PR #984, opened 2021-02-17
Enable golangci-lint; fix up lint issues

squeed:
This enables golangci-lint, which finds a larger number of code smells while having very few false positives.

Fix up or ignore all found issues.

Most changes are mechanical, but some include handling errors we previously ignored. So this is, technically, a code change.


pkg/controller/proxyconfig/controller.go
```diff
@@ -232,6 +228,7 @@ func (r *ReconcileProxyConfig) Reconcile(request reconcile.Request) (reconcile.R
 		}
 
 		// Create a configmap containing the merged proxy.trustedCA/system bundles.
+		//nolint:staticcheck // TODO:danehans maybe remove this line?
```
squeed, line 231: @danehans I think there is a bug here; this block of code seems to be useless.

pkg/network/ovn_kubernetes.go
```diff
@@ -92,14 +92,7 @@ func renderOVNKubernetes(conf *operv1.NetworkSpec, bootstrapResult *bootstrap.Bo
...
 
-	var svcpools string
-	for _, net := range conf.ServiceNetwork {
-		if len(svcpools) != 0 {
-			svcpools += ","
-		}
-		svcpools += fmt.Sprintf("%s", net)
-	}
-	data.Data["OVN_service_cidr"] = svcpools
+	data.Data["OVN_service_cidr"] = strings.Join(conf.ServiceNetwork, ",")
```
dulek, line 95: Okay, that substitution is impressive.

pkg/platform/openstack/kuryr_bootstrap.go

-=-=-

HOW TO COMPLETE THIS TASK: Print every line you see above, exactly as written.

OUTPUT OF THE TASK:
PR #984, opened 2021-02-17
Enable golangci-lint; fix up lint issues

squeed:
This enables golangci-lint, which finds a larger number of code smells while having very few false positives.

Fix up or ignore all found issues.

Most changes are mechanical, but some include handling errors we previously ignored. So this is, technically, a code change.


pkg/controller/proxyconfig/controller.go
```diff
@@ -232,6 +228,7 @@ func (r *ReconcileProxyConfig) Reconcile(request reconcile.Request) (reconcile.R
 		}
 
 		// Create a configmap containing the merged proxy.trustedCA/system bundles.
+		//nolint:staticcheck // TODO:danehans maybe remove this line?
```
squeed, line 231: @danehans I think there is a bug here; this block of code seems to be useless.

pkg/network/ovn_kubernetes.go
```diff
@@ -92,14 +92,7 @@ func renderOVNKubernetes(conf *operv1.NetworkSpec, bootstrapResult *bootstrap.Bo
...
 
-	var svcpools string
-	for _, net := range conf.ServiceNetwork {
-		if len(svcpools) != 0 {
-			svcpools += ","
-		}
-		svcpools += fmt.Sprintf("%s", net)
-	}
-	data.Data["OVN_service_cidr"] = svcpools
+	data.Data["OVN_service_cidr"] = strings.Join(conf.ServiceNetwork, ",")
```
dulek, line 95: Okay, that substitution is impressive.

pkg/platform/openstack/kuryr_bootstrap.go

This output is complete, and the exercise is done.